# Sales Tax Holiday August 6, 7, 8



## bruce333 (Sep 1, 2006)

dates edited.

http://www.wral.com/news/local/story/8085904/


----------



## Todd (Jul 3, 2006)

*Perdue Sucks!*

"Especially during these tough economic times, it's important that we provide families with a break when it comes to buying school supplies," said Gov.
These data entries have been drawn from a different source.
PR #4176, opened 2022-02-03
Do not create a `Guest` instance in the VS container

esanzgar:
We want to avoid creating an unnecessary `Guest` instance in the
VitalSource container. We follow these steps:

* The `VitalSourceContainerIntegration` is stripped down and converted
  to a class, `VitalSourceInjector`, that does not implement the
  Integration interface but is only responsible for injecting the client
  into content frames.

* The host frame checks the VS frame role and either constructs a Guest
  or sets up the `VitalSourceInjector` as appropriate.

* The `HypothesisInjector`-related logic in `Guest` is extracted out of
  that class and set up in the annotator entry point instead.

Closes https://github.com/hypothesis/product-backlog/issues/1235

### DIFF
--- a/src/annotator/hypothesis-injector.js
+++ b/src/annotator/hypothesis-injector.js
@@ -26,7 +26,7 @@ export class HypothesisInjector {
     this._config = config;
     this._frameObserver = new FrameObserver(
       element,
-      frame => this.injectClient(frame), // Frame added callback
+      frame => injectClient(frame, config), // Frame added callback
       () => {} // Frame removed callback
     );
   }
@@ -36,51 +36,6 @@ export class HypothesisInjector {
    */
   destroy() {
     this._frameObserver.disconnect();
-  }
-
-  /**
-   * Inject Hypothesis client into a frame.
-   *
-   * IMPORTANT: This method requires that the iframe is "accessible"
-   * (frame.contentDocument|contentWindow is not null).
-   *
-   * This waits for the frame to finish loading before injecting the client.
-   * See {@link onDocumentReady}.
-   *
-   * @param {HTMLIFrameElement} frame
-   */
-  async injectClient(frame) {
-    if (hasHypothesis(frame)) {
-      return;
-    }
-
-    await onDocumentReady(frame);
-
-    // Propagate the client resource locations from the current frame.
-    //
-    // These settings are set only in the browser extension and not by the
-    // embedded client (served by h).
-    //
-    // We could potentially do this by allowing these settings to be part of
-    // the "annotator" config (see `annotator/config/index.js`) which gets passed
-    // to the constructor.
-    const { assetRoot, notebookAppUrl, sidebarAppUrl } =
-      parseJsonConfig(document);
-
-    // Generate a random string to use as a frame ID. The format is not important.
-    const subFrameIdentifier = generateHexString(10);
-    const injectedConfig = {
-      ...this._config,
-
-      assetRoot,
-      notebookAppUrl,
-      sidebarAppUrl,
-
-      subFrameIdentifier,
-    };
-
-    const { clientUrl } = this._config;
-    injectHypothesis(frame, clientUrl, injectedConfig);
   }
 }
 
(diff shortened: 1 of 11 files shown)


src/annotator/hypothesis-injector.js
```diff
@@ -95,24 +50,57 @@ function hasHypothesis(iframe) {
...
 
 /**
- * Inject the client's boot script into the iframe. The iframe must be from the
- * same origin as the current window.
+ * Inject Hypothesis client into a frame.
  *
- * @param {HTMLIFrameElement} iframe
- * @param {string} scriptSrc
- * @param {Record<string, any>} config
+ * IMPORTANT: This method requires that the iframe is "accessible"
```
robertknight, line 55:
```suggestion
 * IMPORTANT: This method requires that the iframe is same-origin
```

The specific test used to determine whether one document can reach into another is whether they are [same-origin](https://html.spec.whatwg.org/multipage/browsers.html#concept-bcc-content-document).

src/annotator/index.js
```diff
@@ -41,8 +46,11 @@ function init() {
 
   const hostFrame = annotatorConfig.subFrameIdentifier ? window.parent : window;
 
+  /** @type {Sidebar|undefined} */
   let sidebar;
```
robertknight, line 50: I expected that TypeScript would infer the type of these variables automatically based on subsequent assignments. It appears however that it doesn't when the variable is accessed in a callback.

In this code:

```js
sidebar = new Sidebar(document.body, eventBus, sidebarConfig);
notebook = new Notebook(document.body, eventBus, getConfig('notebook'));

portProvider.on('frameConnected', (source, port) =>
  /** @type {Sidebar} */ (sidebar).onFrameConnected(source, port)
);
```

The type of `sidebar` will be inferred as `Sidebar` in the top-level function after the assignment, but it is inferred as `any` within the callback.

We could actually avoid the need for `let` here. The only use of `sidebar` outside the `if (hostFrame === window) { ... }` block is to call `destroy` later. The same applies to the other conditionally-defined variables. We could collect all of these in a `Destroyable[]` and just loop over the array to cleanup. This would allow the variables to be scoped to the block where they are assigned and assigned to a `const` binding.

src/annotator/index.js
```diff
@@ -55,18 +63,34 @@ function init() {
...
+  let guest;
+  /** @type {VitalSourceInjector|undefined} */
+  let vitalSourceInjector;
+  /** @type {HypothesisInjector|undefined} */
+  let hypothesisInjector;
+  const vsFrameRole = vitalSourceFrameRole();
+  if (vsFrameRole === 'container') {
+    vitalSourceInjector = new VitalSourceInjector(annotatorConfig);
+  } else {
+    // Set up automatic and integration-triggered injection of client into
```
robertknight, line 80: The "integration-triggered injection" part no longer applies.

src/annotator/integrations/index.js
```diff
@@ -15,7 +14,7 @@ import {
  * Create the integration that handles document-type specific aspects of
  * guest functionality.
  *
- * @param {Annotator} annotator
+ * @param {Pick<Annotator, 'anchor'|'anchors'>} annotator
```
robertknight, line 17: The definition of the `Annotator` type is:

```js
/**
 * Subset of the `Guest` class that is exposed to integrations.
 *
 * @typedef Annotator
 * @prop {Anchor[]} anchors
 * @prop {(ann: AnnotationData) => Promise<Anchor[]>} anchor
 */
```

It is already narrowly scoped for the purpose of use by integrations and only has these two fields, so there is no need to refine it further.

src/annotator/integrations/vitalsource.js
```diff
@@ -38,18 +39,14 @@ export function vitalSourceFrameRole(window_ = window) {
 }
 
 /**
- * Integration for the container frame in VitalSource's Bookshelf ebook reader.
- *
- * This frame cannot be annotated directly. This integration serves only to
- * load the client into the frame that contains the book content.
- *
- * @implements {Integration}
+ * Observe the book content iframe and load the client into this frame.
```
robertknight, line 42: This description could be clearer about where this code runs. eg. "VitalSourceInjector runs in the book container frame and loads the client into book content frames."

src/annotator/test/integration/hypothesis-injector-test.js
```diff
@@ -64,37 +68,36 @@ describe('HypothesisInjector integration test', () => {
...
-      assert.match(config.subFrameIdentifier, /[0-9]+/);
+      assert.match(config.subFrameIdentifier, /[a-f0-9]+/);
       assert.notOk(config.assetRoot);
       assert.notOk(config.notebookAppUrl);
       assert.notOk(config.sidebarAppUrl);
     });
 
     it('copies client asset locations from host frame', async () => {
       hostJSONConfig = {
+        clientUrl: 'chrome-extension:///o',
```
robertknight, line 91: It looks like this line is incomplete. Can we make it a realistic-looking URL that matches the pattern of the others.

robertknight (changes requested):
The overall structure and functionality of this PR is good. I added feedback on some details.

esanzgar (commented):
I addressed your suggestion in the follow up commit.

src/annotator/test/integration/hypothesis-injector-test.js
```diff
@@ -64,37 +68,36 @@ describe('HypothesisInjector integration test', () => {
...
-      assert.match(config.subFrameIdentifier, /[0-9]+/);
+      assert.match(config.subFrameIdentifier, /[a-f0-9]+/);
       assert.notOk(config.assetRoot);
       assert.notOk(config.notebookAppUrl);
       assert.notOk(config.sidebarAppUrl);
     });
 
     it('copies client asset locations from host frame', async () => {
       hostJSONConfig = {
+        clientUrl: 'chrome-extension://abc/client/build/boots.js',
```
robertknight, line 91:
```suggestion
        clientUrl: 'chrome-extension://abc/client/build/boot.js',
```

robertknight (approved):
Changes LGTM.

PR #4177, opened 2022-02-04
Show buckets in the bucket-bar for VitalSource

esanzgar:
### Background information

Currently, the bucket-bar should display anchor positions only from a
_single_ guest frame. This is because there is no merging mechanism for
anchor positions from multiple guest frames.

### Before this PR

* The host frame listened for `anchorsChanged` events from
_all_ the guest frames.

* Only _one_ guest frame sent this event. We referred to this guest
  frame as having the 'main' annotatable content.  The 'main'
  annotatable guest frame was identified by not having a
  `subFrameIdentifier` (a configuration option added to a guest frame
  when the Hypothesis client was injected). Hence, the 'main'
  annotatable guest frame was always the frame where the Hypothesis
  loaded initially (in contrast with the injection mechanism).

### In this PR

We have reversed the logic of how the `anchorChanged` RPC
events are send and received:

* _Every_ guest frame sends `anchorsChanged` RPC events to the host
  frame.

* The host frame chooses to listen to only _one_ guest frame for the
  `anchorsChanged` RPC events: the guest frame that connects first with
  the host.

For non-VitalSource scenarios, the first guest frame that connects to the
host frame is the one where the Hypothesis client was initially loaded
(doesn't contain `subFrameIdentifier` option).

For the VitalSource, because of #4176, there is no guest frame in the
host frame. This allows the guest frame in the book content, where the
Hypothesis client was injected, to send anchor positions, and positions
to be reflected in the host's bucket-bar.

Closes https://github.com/hypothesis/product-backlog/issues/1234

### DIFF
--- a/src/annotator/sidebar.js
+++ b/src/annotator/sidebar.js
@@ -301,15 +301,20 @@ export class Sidebar {
     );
 
     // The listener will do nothing if the sidebar doesn't have a bucket bar
-    // (clean theme), but it is still actively listening.
-    guestRPC.on(
-      'anchorsChanged',
-      /** @param {AnchorPosition[]} positions  */
-      positions => {
-        // Currently, only one guest frame sends anchor positions to the bucket bar
-        this.bucketBar?.update(positions);
-      }
-    );
+    // (clean theme)
+    const bucketBar = this.bucketBar;
+    // Currently, we ignore `anchorsChanged` for all the guests except the first connected guest.
+    if (bucketBar) {
+      guestRPC.on(
+        'anchorsChanged',
+        /** @param {AnchorPosition[]} positions  */
+        positions => {
+          if (this._guestRPC.indexOf(guestRPC) === 0) {
+            bucketBar.update(positions);
+          }
+        }
+      );
+    }
 
     guestRPC.on('frameDestroyed', () => {
       guestRPC.destroy();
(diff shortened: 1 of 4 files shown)


src/annotator/sidebar.js
```diff
@@ -301,15 +301,16 @@ export class Sidebar {
...
-      /** @param {AnchorPosition[]} positions  */
-      positions => {
-        // Currently, only one guest frame sends anchor positions to the bucket bar
-        this.bucketBar?.update(positions);
-      }
-    );
+    // (clean theme)
+    const bucketBar = this.bucketBar;
+    // Currently, we ignore `anchorsChanged` for all the guests except the first connected guest.
+    if (this._guestRPC.length === 0 && bucketBar) {
```
robertknight, line 307: There is a potential issue here if a new guest is added and then one is removed. For example if in an ebook the new chapter iframe was created and the old one was removed and the new guest was able to register itself before the old one unloaded. What we could do to avoid this is to always register the listener, but check if the guest is the first entry in the `this._guestRPC` array when the callback is executed.

robertknight (commented):
Functionally this works correctly in our VS test pages and in the real VS viewer, however it relies on the ordering in which guests are added and removed when changing chapters. I suggested changing the logic slightly to make it more robust.

src/annotator/sidebar.js
esanzgar: 👍🏼

robertknight (approved):

Issue #4191, opened 2022-02-07
Send annotations to correct frame when annotation URL does not match frame URL


robertknight:
https://github.com/hypothesis/client/pull/4131 implemented initial support for sending annotations to a specific frame based on a match between the annotation URL and the frame URL. This means that if an annotation is fetched for a non-main guest frame based on some other identifier (eg. a DOI, a fingerprint) or the backend returns an annotation with URL A when viewing frame with URL B because URLs A and B are deemed equivalent by the h backend, then the annotation will not be sent to the frame.

The client currently requests annotations for all frames with a single sequence of search requests, and the backend does not provide information about why a particular URL matched the query (eg. which of the search URLs matched). In order to fix this we'll either need to make separate calls to the `/api/search` endpoint for each frame, or get h to provide information about why a particular annotation was returned in the response.

Related issues:
- https://github.com/hypothesis/client/issues/3992
- https://github.com/hypothesis/client/issues/4153#issuecomment-1031383538

robertknight:
I think it is likely we will need to solve this as part of https://github.com/hypothesis/product-backlog/issues/1253.

PR #4193, opened 2022-02-08
WIP - Fetch annotations for each frame separately

robertknight:
Explore a client-side solution to sending annotations to correct frame
if annotation URL does not exactly match frame URL (see [1]). In the
client-side solution, a separate search request is made for each frame
and the returned annotations are then associated with that frame.

Some issues to resolve:

 - How can we test this locally with the dev server?
 - What if searches for different frames return the same annotation?
    - Allow annotations to be associated with multiple frames by making the `$frameId` property an array?
    - Preferentially associate the annotation with the main frame?
 - How should the WebSocket be adapted?
    - A separate WebSocket connection per frame?
 - What do about frame IDs for non-sidebar applications (notebook, stream, single annotation page) where annotations are not associated with frames?
    - Treat the annotation these views like the sidebar when there is only one main frame?

[1] https://github.com/hypothesis/client/issues/4191

### DIFF
--- a/src/sidebar/components/NotebookView.js
+++ b/src/sidebar/components/NotebookView.js
@@ -81,6 +81,7 @@ function NotebookView({ loadAnnotationsService, streamer }) {
     store.setSortKey('Newest');
     if (groupId) {
       loadAnnotationsService.load({
+        frameId: null,
         groupId,
         // Load annotations in reverse-chronological order because that is how
         // threads are sorted in the notebook view. By aligning the fetch
--- a/src/sidebar/components/SidebarView.js
+++ b/src/sidebar/components/SidebarView.js
@@ -51,7 +51,7 @@ function SidebarView({
     ? tabForAnnotation(linkedAnnotation)
     : 'annotation';
 
-  const searchUris = store.searchUris();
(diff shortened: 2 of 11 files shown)


robertknight:
> How should the WebSocket be adapted? A separate WebSocket instance per frame?

This is not ideal, for a few reasons:

- Some WebSocket messages pertain to annotations, but others pertain to objects which are not associated with frames, such as the user's groups
- WebSocket connections have a per-connection cost on the backend
- On the client side there will be added complexity for managing multiple WS connections

On the client side the main problem with WS notifications currently is that we don't know which frame(s) a new, but not updated or deleted, annotation should be assigned to. If the backend could provide information about which URIs in the WS configuration the annotation matches, that would solve the problem.

robertknight:
Related [Slack discussion](https://hypothes-is.slack.com/archives/C1MA4E9B9/p1644478075890059).

robertknight:
> How should the WebSocket be adapted? A separate WebSocket instance per frame?

A possible incremental step is for the WebSocket to initially only receive updates for the main frame, or whichever one connected first and is still connected.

Bev Perdue. "The sales tax holiday will make it easier for families to buy the supplies they need, and I encourage all North Carolinians to take advantage of it."

Says Governor Perdue as she pushes for a higher sales tax on items, higher taxes in general, and let's not forget that genius move to cut all State Employee's salaries for 2 months . She sucks!!!! :smt076:smt076


----------



## lonewolf2810 (Jul 29, 2009)

She needs the proverbial Big boot up her :smt076 she sucks.


----------



## twomode (Jun 7, 2009)

This woman and everyone like her are nuts with this budget. 

8% sales tax
2-3% income tax hike
Another .10 cigs, higher beer & wine taxes

And then an 8 million dollar cut in education in Cumberland Co. alone. Arent there 99 counties in NC? 
And didn't she get a nice big chunk from the big O? 

There is no way she get re-elected. No way. 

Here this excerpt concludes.